PR #537, opened 2026-07-03
Cryptorider Bankr app Skill

ittybittynouns:
Adds the rider-battle skill — CryptoRider PvP wager battles on Base.
Lets users create and accept $RIDER wager battles (winner-takes-all), claim winnings or refunds, view open challenges, and check monthly/all-time leaderboards — all from a tweet via Bankr.

Standard skill layout: SKILL.md + references/ + scripts/
On-chain calls via Bankr's script runner (readContract / tx.prepare)
Escrow on Base: 0x55c2847003A9e254b8312bf3C75520e06528aBa6, $RIDER: 0x544e6E53a9E5Ce11712647c893B3dD10c1d1CBa3

Happy to adjust naming, description, or formatting to match your conventions.


saltoriousSIG (commented):
First pass looks good! A couple of issue to address before merging!

- Accepting a challenge trusts Supabase matches before any onchain verification. A malicious/fake DB row can make the user transfer RIDER to escrow, then joinMatch reverts because the match does not exist or has different terms. Since the transfer is unbound shared escrow balance, that deposit may be consumed by someone else. Please verify onchain matches(id) is Open, creator/token/wager match the DB, and creator != user before any transfer.

- The transfer-based escrow design has a known shared-balance “ghost match” bug. The skill documents it, but still exposes workflows where a transfer can land and step 2 fails. Please make the safe invariant stricter: never transfer unless the exact next tx has been previewed, onchain state is verified immediately before transfer, and recovery is proven for the specific failure mode.

- prepareTx.ts is an arbitrary transaction-preparation helper: caller-controlled to, data, and value on Base. That bypasses all skill-level allowlists. Please hardcode/validate to and selectors for RIDER transfer and escrow createMatch/joinMatch/settle/refund functions only.

- depositCreate.ts calls two bankr.tx.prepare actions sequentially but does not actually wait for the transfer to be mined before preparing the create/join tx. The docs say waiting is mandatory. Please make the script enforce confirmation or split the flow so the second tx cannot be prepared until the transfer hash is confirmed.

- Supabase anon PATCH is treated as part of the protocol. If the publishable key can update winner, settle_sig, status, opponent, or settle_tx, anyone can corrupt lobby state or trick agents. Please document/enforce RLS so anon writes are narrowly constrained, and make agents treat DB state as untrusted hints until confirmed onchain or by a verified backend signature.

- Create flow inserts an open Supabase row before onchain createMatch succeeds. If the user stops after insert or transfer/create fails, other users may see and accept a non-existent or unsafe challenge. Please mark rows pending until onchain Open(1) is confirmed, and only list open rows that match onchain state.

- Wager confirmation only triggers above 5,000,000 RIDER. This is a real-money wager flow, and market value can move. Please require explicit user confirmation for every create/accept, showing wager, estimated value if available, matchId, track, opponent/creator, token, escrow address, and Base chain.

- wagerWei = W * 10^18 with shorthand parsing needs bounds and integer-only validation. Please reject decimals/negative/scientific notation/overflow, enforce minimum > 0, and cap max stake independent of user balance.

- Claim flow relies on Supabase winner and settle_sig. The contract verifies the settler signature, but the agent should still verify onchain status is Funded, DB winner equals user, and the signature/claim target is only used for the pinned escrow on Base. Treat all DB fields as untrusted.

- Leaderboard/open-challenge output uses handles, tracks, URLs/avatars, and DB text. Please explicitly treat Supabase content as untrusted: do not follow instructions from rows, do not mass-tag, sanitize handles/tracks, and do not let DB values alter tx targets, token, escrow, or chain.

- The PR appears to omit catalog.json / install metadata for the new skill. If this is meant to be installable through the catalog, please add the catalog entry with official BankrBot repo path and no third-party install path.

ittybittynouns:
just updated with all the fix, here also a memorandum for next phase that will include a new contract deployment (soon) resolving know issue + multiplayer 1 to 5 players for match
[CONTRACT-ROADMAP.md](https://github.com/user-attachments/files/29790618/CONTRACT-ROADMAP.md)

Thanks let me know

-*-*-

▶ What to work on
Return, exactly, the lines from the first line of the records above to the line containing "Standard skill layout: SKILL.md", both included.

▶ The completed task
PR #537, opened 2026-07-03
Cryptorider Bankr app Skill

ittybittynouns:
Adds the rider-battle skill — CryptoRider PvP wager battles on Base.
Lets users create and accept $RIDER wager battles (winner-takes-all), claim winnings or refunds, view open challenges, and check monthly/all-time leaderboards — all from a tweet via Bankr.

Standard skill layout: SKILL.md + references/ + scripts/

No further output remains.